Another day, another hotelmotel

This time, I'm in Phoenix.

Getting here was mostly uneventful aside from the two hour delay in getting on my one hour flight. Things like this make me grateful for the Internet and the ability to check flight status before leaving for the airport. Of course the disclaimer suggests that a four hour delay is no reason to stay home and wait, as the plane could leave on time leaving you wondering what the purpose of checking the flight status really is. So you wed the ancient with the modern and call customer service and verify that you really do have an extra couple of hours to sit around your house with your feet resting on your luggage.

In any event, it's better than hanging out at the airport.

An officious large man came into the waiting area and made a lot of noise telling the gate agent that his announcements were garbled. Why this mattered, I was not sure since there were all of 15 people waiting for the plane two of which had made an attempt to board the flight to Dallas that was leaving when I arrived. Once again, I wonder about the intelligence of my traveling companions. The big fellow placed himself at the front of the A line, in position 1 which was interesting as I was holding the #1 ticket. Realizing that the wait was still another 20 minutes, he came over and sat one chair away from me. Reading him like a book, I rifled through my bag, pulled out my boarding pass, made a show of reading it and placed it on the empty chair between us. I started my stopwatch and sat back. Four minutes and twenty-three seconds later, he loudly asked me how it was that I had boarding ticket #1, claiming that he had dialed in exactly 24 hours earlier and managed #22. I told him I paid $60 more than he did to which he responded "I guess money talks."

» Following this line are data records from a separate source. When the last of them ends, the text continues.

Issue #4021, opened 2021-12-03
integrate reduce logic in StarRouting


JoanFM:

JoanFM:
Same as #4015 but in star routing branch to make sure is not forgotten

PR #4070, opened 2021-12-16
feat: add reduce to star routing

alaeddine-13:
closes: https://github.com/jina-ai/jina/issues/4021


jina/peapods/runtimes/head/__init__.py
```diff
@@ -235,7 +247,7 @@ async def _handle_data_request(
         elif len(worker_results) > 1:
             DataRequestHandler.replace_docs(
                 response_request,
-                docs=get_docs_from_request(worker_results, field='docs'),
+                docs=docs,
```
jacobowitz, line 250: Lets move the other code here? I mean the reduce logic inside the elif. Maybe even inside the DataRequestHandler?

The flight was the same as it ever is, two bags of peanuts, one diet coke and 55 minutes before the lights of the Valley of the Sun fill the plane windows. Off the plane and onto a surprisingly crowded rental car shuttle (given that it was almost 11 PM), off the shuttle and into my Camry, out of the rental car center and back onto I10.

Technology again reared its pointed little noggin' as I made my way to the hotel. Before I left home, I checked Google Maps to find the best route to my reservation. It suggested that exiting at Ray Road, going a block and turning left on 50th street south was the best way, 50th being a straight shot down to where I was going. So I did this and eventually found myself at the corner of Thistle Down (which was 50th when it started) and 45th street. I didn't turn, I didn't veer and yet the street had morphed from its place in a traditional numbering system to some post modern, twee street name that was apparently trying to convince me that we were no longer in a sun crusted desert. I mean really, "Thistle Down?"

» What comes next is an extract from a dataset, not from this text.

PR #4071, opened 2021-12-17
feat: retry url to blob

florian-hoenicke:
When mapping a large DocumentArray from URLs to Blobs it sometimes happens that the URL request fails.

Relying on my low-tech infallible sense of direction I made a left and headed back in the direction of I10 suddenly finding myself at Chandler Blvd. Somehow, I had done a square consisting of 3, 90-degree angles, violating the basic rules of geometry. Go figure. Turning left, I found 50th street and headed towards the hotel. Missing the turn-in, I continued down 50th until it dead-ended at --------- Thistle Down. It finally made sense, 50th was re-routed, becoming a left off of Thistle Down while that oddly named byway headed off at an imperceptible 45 degrees from True North.

Thank you Google Maps!

Not much to be said about the hotel, which I will not name aside from a hint that the first word rhymes with "La" and the second with "Quinta." When we travel internationally we stay at pretty fancy places as this lower, US-interstate-related class of inn simply doesn't exist. And so we get spoiled by the opulence and shocked at the reckoning when it's time to stay at a place like this. I mean, they're nice enough but a microwave on a table in the lobby doesn't really qualify as a sumptuous breakfast buffet, does it?

My room was interesting, big enough but very plain aside from the cheery green and white tiles in the bathroom and the oddball double swinging doors leading to that space. A built in cabinet housed a microwave and the narrowest refrigerator I've yet encountered. The place gave off an air of Southwestern meets New England. At least the pillows were good (for a change) but that hardly mattered given that the proximity to the endless traffic on I10 and an air conditioner that sounded like a landing 747 added up to a restless night. You know you're in trouble when you wake up 15 minutes before the alarm goes off, re-charge it with 20 more minutes and then wake up again 15 seconds later when that 35 minutes was gone.

Stumbling off to my morning ablutions, I noticed a ray sun directly illuminating the entrance door handle, emanating from a pin hole in the rubberized curtains. It immediately made me think of those tombs around the world where the ancient builders had aligned the entrance so that a shaft of light on the morning of the Summer Solstice would shoot in and illuminate a wall carving. I wonder what La Quinta was getting at here, perhaps I need to come back on June 21st.

Not much more to say about this morning so far other than the fact that the hotel hosting our get together was one that tried to charge me $200 for a phone call when I stayed here 150 years ago. Funny how we associate and remember things, and walking down the hallway and seeing the conference rooms that I had spent many hours in back in 1990 really imparted a strong sense of time and place.

Is it a good thing when we start measuring the moments of our lives by familiarity with spots in chain motels?

Something to consider for 15 minutes or so.